'There are thousands of us': Sixties Scoop survivor shares story following National Day for Truth and Reconciliation
Tauni Sheldon is often referred to as “the picture-perfect baby” with full cheeks, almond-shaped eyes and sporting a frilly white dress.
The image of her as a baby was used in a Toronto newspaper back in 1970, which advertised her to prospective parents.
The 1970 adoption ad for Tauni Sheldon, a survivor of the Sixties Scoop. (Courtesy: Tauni Sheldon)
"I did go to a very loving family, my adoptive family, my adoptive parents,” Sheldon told CTV News. “When they saw my adoption notice in a Toronto telegram, they knew that they wanted to adopt me."
The column was published not long after Sheldon was taken away from her mother on the day she was born.
"So, she held me for three hours knowing that I would be taken away and it took the next 22 years or so to find each other," she said.
She was removed from the remote Inuit community of Inukjuak on Hudson Bay, and ended up being adopted by a family who lived near Milton.
It was part of the Sixties Scoop, where thousands of Indigenous children across Canada were removed by child welfare authorities between 1960 and 1980 to be fostered or adopted.
"I was silenced and I didn't have a way to share my story or the experience of having a family in the south as well as well as meeting my family in the north," said Sheldon.
Ever since, Sheldon has been on a difficult and emotional journey to reconnect with her roots.
"There are thousands of us Inuit, we're part of the Sixties Scoop and Inuit voices, in the way of the Sixties Scoop, have not been fully heard yet," said Sheldon.
It was when she was in her early twenties when Sheldon found and met her birth mother through what was then known as the National Inuit Organization.
Tauni Sheldon (right) with birth parents, Nellie Kumarluk and Etua Inuluk Tukkiapik.
"That was very emotional, we cried together, we hugged each other, we looked at each other,” she said. “I'm built like her in a lot of ways."
She met her birth father shortly after, who later died in 2007. Sheldon says while her father didn’t talk about it often, her family believes he was a survivor of residential schooling.
Tauni Sheldo with birth father, Etua Inuluk Tukkiapik, in Quaqtaq, Nunavik in the 1990s, before he passed away in 2007.
"For Inuit and the government, separations for the Inuit divided all of us," said Sheldon.
Today, Sheldon is happily living with her husband of 20 years and her son near Guelph.

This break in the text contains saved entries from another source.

PR #433, opened 2026-06-29
Add MagCache inference acceleration for Wan2.2 (T2V + I2V)

HadarIngonyama:
# Add MagCache inference acceleration for Wan2.2 (T2V + I2V)

## Summary

This PR adds [MagCache](https://github.com/Zehong-Ma/MagCache) support to the Wan2.2 dual-transformer pipelines (both T2V and I2V), extending the existing Wan2.1 T2V MagCache support. MagCache skips the transformer blocks and reuses the cached block residual when the accumulated magnitude-ratio error stays below a threshold, using a precalibrated per-step `mag_ratios_base` curve so the skip schedule is deterministic (no data-dependent control flow, TPU/JIT friendly).

Measured speedups vs the dense render: **~1.82× for T2V** and **~1.75× for I2V**, with visually near-indistinguishable output.

## What's included

- **Wan2.2 T2V** (`wan_pipeline_2_2.py`): MagCache skip path for the dual transformer — a single interleaved `mag_ratios_base` curve spanning both the high-noise and low-noise phases, a per-phase forced-compute (retention) zone, and an explicit cached-residual reset at the high→low transformer boundary.
- **Wan2.2 I2V** (`wan_pipeline_i2v_2p2.py`): the same skip path adapted for the image-conditioned pipeline (image condition concatenated with the latents, with the required BFHWC↔BCFHW transposes).
- **`generate_wan.py`**: threads `use_magcache` / `magcache_thresh` / `magcache_K` / `retention_ratio` through to both 2.2 pipelines.
- **Configs**:
  - `base_wan_27b.yml` (T2V): MagCache params + official `mag_ratios_base`, and `flow_shift` defaulted to **12.0** (see note below).
  - `base_wan_i2v_27b.yml` (I2V): MagCache params + official I2V-A14B `mag_ratios_base`, with `boundary_ratio=0.900` to align the high→low switch with the curve (`flow_shift` stays at the I2V default of 5.0).
- **Tests** (`wan2_2_magcache_test.py`): host-side validation/schedule/core tests plus a TPU-only end-to-end smoke test.
- **README**: documents MagCache for Wan2.2 T2V and I2V, including the support matrix, config flags, sampling-shift requirement, and benchmark results.

## Important: `flow_shift` alignment

`mag_ratios_base` is calibrated against where the high→low noise boundary lands, which `flow_shift` controls. **Wan2.2 T2V requires `flow_shift=12.0`** (the official A14B sampling shift) — the previous default of `5.0` moved the boundary several steps out of phase, so MagCache skipped at the wrong steps and quality dropped. This PR sets the correct default, which also fixes the off-spec dense baseline. For I2V the official shift is `5.0`, paired with `boundary_ratio=0.900`.

## Results

Measured on a v7x (720×1280, 81 frames, 40 steps), reference = dense (`use_magcache=False`) render with the same seed/config:

| Model | Settings | Speedup | Steps skipped | SSIM | PSNR |
| --- | --- | --- | --- | --- | --- |
| Wan2.2 T2V | `flow_shift=12.0`, `thresh=0.04`, `K=2` | ~1.82× | 18/40 (360s→198s) | ≈0.72 | ≈21.8 dB |
| Wan2.2 I2V | `flow_shift=5.0`, `boundary_ratio=0.900`, `thresh=0.06`, `K=2` | ~1.75× | 17/40 (6.30→3.61 s/step) | ≈0.91 | ≈25.4 dB |

The reference-based metrics mostly reflect *trajectory divergence* — caching nudges the sampler onto a different but equally plausible sample — rather than visible degradation; cached clips are visually hard to tell apart from dense. I2V scores higher because the image conditioning anchors the trajectory. Recalibrating `mag_ratios_base` for a specific dtype/attention kernel can tighten the metric gap further.

## Usage

MagCache is one of several mutually-exclusive caching strategies (CFG Cache, SenCache, MagCache) — enable only one at a time.

```bash
# Wan2.2 T2V
python src/maxdiffusion/generate_wan.py \
  src/maxdiffusion/configs/base_wan_27b.yml \
  use_magcache=True magcache_thresh=0.04 magcache_K=2 ...

# Wan2.2 I2V
python src/maxdiffusion/generate_wan.py \
  src/maxdiffusion/configs/base_wan_i2v_27b.yml \
  use_magcache=True magcache_thresh=0.06 magcache_K=2 ...
```

## Testing

- `wan2_2_magcache_test.py` host-side tests pass (schedule/core logic).
- End-to-end T2V and I2V runs validated on a v7x TPU; speedup and SSIM/PSNR numbers above were collected from those runs.

### DIFF
--- a/README.md
+++ b/README.md
@@ -607,6 +607,18 @@ To generate images, run the following command:
   | --- | --- | --- | --- | --- |
   | **CFG Cache** | `use_cfg_cache: True` | Wan 2.1 T2V, Wan 2.2 T2V/I2V | ~1.2x | FasterCache-style: caches the unconditional branch and applies FFT frequency-domain compensation on skipped steps. |
   | **SenCache** | `use_sen_cache: True` | Wan 2.2 T2V/I2V | ~1.4x | Sensitivity-Aware Caching ([arXiv:2602.24208](https://arxiv.org/abs/2602.24208)): predicts output change via first-order sensitivity S = α_x·‖Δx‖ + α_t·\|Δt\|. Skips the full CFG forward pass when predicted change is below tolerance ε. |
+  | **MagCache** | `use_magcache: True` | Wan 2.1 T2V, Wan 2.2 T2V/I2V | ~1.75–1.9x | [MagCache](https://github.com/Zehong-Ma/MagCache): skips the transformer blocks and reuses the cached block residual when the accumulated magnitude-ratio error stays below `magcache_thresh`, capped at `magcache_K` consecutive skips. Uses a precalibrated per-step `mag_ratios_base` curve, so the skip schedule is deterministic (no data-dependent control flow). |
+
+  For Wan 2.2 (dual-transformer), MagCache uses a single `mag_ratios_base` curve across both phases, forces a full recompute for the first `retention_ratio` fraction of each phase, and resets the cached residual at the high→low boundary. The shipped curves are seeded from the official Wan2.2 values (`base_wan_27b.yml` for T2V, `base_wan_i2v_27b.yml` for I2V); recalibrate for your dtype/attention kernel to tighten the quality gap.
+
+  > **Wan 2.2 T2V requires `flow_shift=12.0`** — it sets where the high→low boundary lands, which is what `mag_ratios_base` is calibrated against. A lower shift (e.g. `5.0`) moves the boundary out of phase, so MagCache skips at the wrong steps and quality drops.
+
+  Benchmarks (7x, A14B, 720×1280, 81 frames, 40 steps, vs dense — SSIM/PSNR largely reflect trajectory divergence, not visible degradation):
+
+  | Variant | Settings | Speedup | SSIM / PSNR |
+  | --- | --- | --- | --- |
+  | T2V | `flow_shift=12.0`, `magcache_thresh=0.04`, `magcache_K=2` | ~1.82× (18/40 skipped) | 0.72 / 21.8 dB |
+  | I2V | `flow_shift=5.0`, `boundary_ratio=0.900`, `magcache_thresh=0.06`, `magcache_K=2` | ~1.75× (17/40 skipped) | 0.91 / 25.4 dB |
 
   To enable a caching mechanism, set the corresponding flag in your config YAML or pass it as a command-line override:
 
@@ -622,7 +634,23 @@ To generate images, run the following command:
     src/maxdiffusion/configs/base_wan_i2v_27b.yml \
     use_cfg_cache=True \
     ...
-  ```
+
+# Example: enable MagCache for Wan 2.2 T2V
+python src/maxdiffusion/generate_wan.py \
+  src/maxdiffusion/configs/base_wan_27b.yml \
+  use_magcache=True \
+  magcache_thresh=0.04 \
+  magcache_K=2 \
+  ...
+
+# Example: enable MagCache for Wan 2.2 I2V
+python src/maxdiffusion/generate_wan.py \
+  src/maxdiffusion/configs/base_wan_i2v_27b.yml \
+  use_magcache=True \
+  magcache_thresh=0.06 \
+  magcache_K=2 \
+  ...
+```
 
 ### Ring Attention
 We added ring attention support for Wan models. Below are the stats for one `720p` (81 frames) video generation (with CFG DP):
--- a/src/maxdiffusion/pipelines/wan/wan_pipeline_2_2.py
+++ b/src/maxdiffusion/pipelines/wan/wan_pipeline_2_2.py
@@ -12,7 +12,14 @@
 # See the License for the specific language governing permissions and
 # limitations under the License.
 
-from .wan_pipeline import WanPipeline, transformer_forward_pass, transformer_forward_pass_full_cfg, transformer_forward_pass_cfg_cache
+from .wan_pipeline import (
+    WanPipeline,
+    transformer_forward_pass,
+    transformer_forward_pass_full_cfg,
+    transformer_forward_pass_cfg_cache,
+    init_magcache,
+    magcache_step,
+)
 from ...models.wan.transformers.transformer_wan import WanModel
 from typing import List, Union, Optional
 from ...pyconfig import HyperParameters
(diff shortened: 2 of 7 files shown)


src/maxdiffusion/pipelines/wan/wan_pipeline_2_2.py
```diff
@@ -279,6 +305,109 @@ def run_inference_2_2(
...
+
+    # Forced-compute ("retention") zones, in step units: the first
+    # `retention_ratio` fraction of each phase always computes in full. This is
+    # also what flushes the stale residual right after the boundary.
+    high_warmup_end = int(high_noise_steps * retention_ratio)
+    low_warmup_end = high_noise_steps + int((num_inference_steps - high_noise_steps) * retention_ratio)
+
+    cache_count = 0
+    for step in range(num_inference_steps):
+      t = jnp.array(scheduler_state.timesteps, dtype=jnp.int32)[step]
```
Perseus14: We can move `jnp.array(scheduler_state.timesteps, dtype=jnp.int32)` outside and save some compute

```
timesteps = jnp.array(scheduler_state.timesteps, dtype=jnp.int32)
for step in range(num_inference_steps):
    t = timesteps[step]
```

README.md
```diff
@@ -607,6 +607,15 @@ To generate images, run the following command:
...
+
+Wan 2.2 I2V (`base_wan_i2v_27b.yml`) uses the official I2V-A14B `mag_ratios_base` together with the I2V sampling settings (`flow_shift=5.0`, `boundary_ratio=0.900`) that the curve is aligned to. Measured on a v7x (Wan 2.2 A14B I2V, 720×1280, 81 frames, 40 steps, `magcache_thresh=0.06`, `magcache_K=2`): **~1.75× speedup** (17/40 steps skipped, 6.30s → 3.61s per step) at **SSIM ≈ 0.91 / PSNR ≈ 25.4 dB** versus the dense render. Fidelity is higher than T2V because the image conditioning anchors the sampling trajectory, leaving less room for divergence.
```
Perseus14: I think we can reduce the text content here. 

Minor nit: It is 7x and not v7x

src/maxdiffusion/tests/wan/wan2_2_magcache_test.py
```diff
@@ -0,0 +1,389 @@
+"""
```
Perseus14, line 1: Please skip the heavy tests when running in github actions

src/maxdiffusion/tests/wan/wan2_2_magcache_test.py
```diff
@@ -0,0 +1,389 @@
...
+        width=self.config.width,
+        num_frames=self.config.num_frames,
+        num_inference_steps=self.config.num_inference_steps,
+        guidance_scale_low=self.config.guidance_scale_low,
+        guidance_scale_high=self.config.guidance_scale_high,
+        use_magcache=use_magcache,
+    )
+    return videos, time.perf_counter() - t0
+
+  def test_magcache_speedup_and_fidelity(self):
```
Perseus14, line 353: I think it might be better to use logs instead of print statements

Perseus14 (commented):
Thanks for the PR. I have added some comments. PTAL!

Please run a manual linting test.

```
pip install pylint pyink==23.10.0 pytype==2024.2.27
pyink src/maxdiffusion --check --diff --color --pyink-indentation=2 --line-length=125
```

Additionally could you also squash the commits?

src/maxdiffusion/pipelines/wan/wan_pipeline_2_2.py
HadarIngonyama: I agree, but note that for senchache and cfg cache in the same file the array is also inside the loop.

README.md
HadarIngonyama: will do. I will change to 7x, but note that the whole readme has this mistake (and it exists also in other places in the repo)

src/maxdiffusion/tests/wan/wan2_2_magcache_test.py
HadarIngonyama: I think I already have.
The one heavy test — WanMagCacheSmokeTest (loads the 27B model and runs on TPU) — is already guarded with @pytest.mark.skipif(IN_GITHUB_ACTIONS, ...) at line 275, following the same pattern as wan_sen_cache_test.py / wan_cfg_cache_test.py.

The other three classes are intentionally left to run in CI since they're pure-host and don't need a TPU or weights:
- WanMagCacheValidationTest — argument-validation only (__call__ raises on bad config)
- WanMagCacheScheduleTest — host-side skip-schedule math
- WanMagCacheCoreTest — init_magcache / magcache_step unit tests

Model loading is inside the test method (not at import/collection time), so collection stays green in CI. Let me know if you were thinking of something beyond the skipif guard and I'll adjust.

src/maxdiffusion/tests/wan/wan2_2_magcache_test.py
HadarIngonyama: I will fix it, but again, note that this is the case for other tests too - wan_sen_cache_test.py for example.

src/maxdiffusion/pipelines/wan/wan_pipeline_2_2.py
Perseus14: Yes those will be fixed in PR #432

README.md
Perseus14: Thanks, we will put put a PR to fix those

src/maxdiffusion/tests/wan/wan2_2_magcache_test.py
Perseus14: Noted

src/maxdiffusion/tests/wan/wan2_2_magcache_test.py
Perseus14: Looks good!

Perseus14:
LGTM!

I was able to reproduce the results for both T2V and I2V. 

@prishajain1 Could you also take a look?

@HadarIngonyama Please rebase with main. Your current PR includes linting changes to ltx2 lora, which is fixed in main.

src/maxdiffusion/pipelines/wan/wan_pipeline_i2v_2p2.py
```diff
@@ -188,13 +195,31 @@ def __call__(
       use_cfg_cache: bool = False,
       use_sen_cache: bool = False,
       use_kv_cache: bool = False,
+      use_magcache: bool = False,
```
mbohlool, line 198: default values in next 4 lines are inconsistant with wan_pipeline_2_2.py, can you use the same default values please?

src/maxdiffusion/pipelines/wan/wan_pipeline_i2v_2p2.py
```diff
@@ -404,6 +437,117 @@ def run_inference_2_2_i2v(
...
+    # `retention_ratio` fraction of each phase always computes in full. This also
+    # flushes the stale residual right after the boundary.
+    high_warmup_end = int(high_noise_steps * retention_ratio)
+    low_warmup_end = high_noise_steps + int((num_inference_steps - high_noise_steps) * retention_ratio)
+
+    condition_doubled = jnp.concatenate([condition] * 2)
+
+    cache_count = 0
+    for step in range(num_inference_steps):
+      t = jnp.array(scheduler_state.timesteps, dtype=jnp.int32)[step]
```
mbohlool: can you create this outside of the loop and access its index inside of the loop, the same as wan_pipeline_2_2.py?

mbohlool (changes requested):
two minor comments, otherwise looks good.

src/maxdiffusion/pipelines/wan/wan_pipeline_i2v_2p2.py
HadarIngonyama: done

src/maxdiffusion/pipelines/wan/wan_pipeline_i2v_2p2.py
HadarIngonyama: fixed

mbohlool (approved):

Perseus14 (approved):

Her mission now is focusing on the need to connect with the sparse numbers of Inuit in Waterloo Region and Wellington County to further spread the message of reconciliation.
"Reconciliation is possible and our truth still must be heard,” said Sheldon . “I am one Inuk sharing my story while there are thousands of other people out there who have similar stories that also need to be heard."
Sheldon says this year’s National Day for Truth and Reconciliation has proven that conversations surrounding Canada’s history are being had, but believes much more work needs to be done on a local, provincial and national scale to better support Indigenous communities.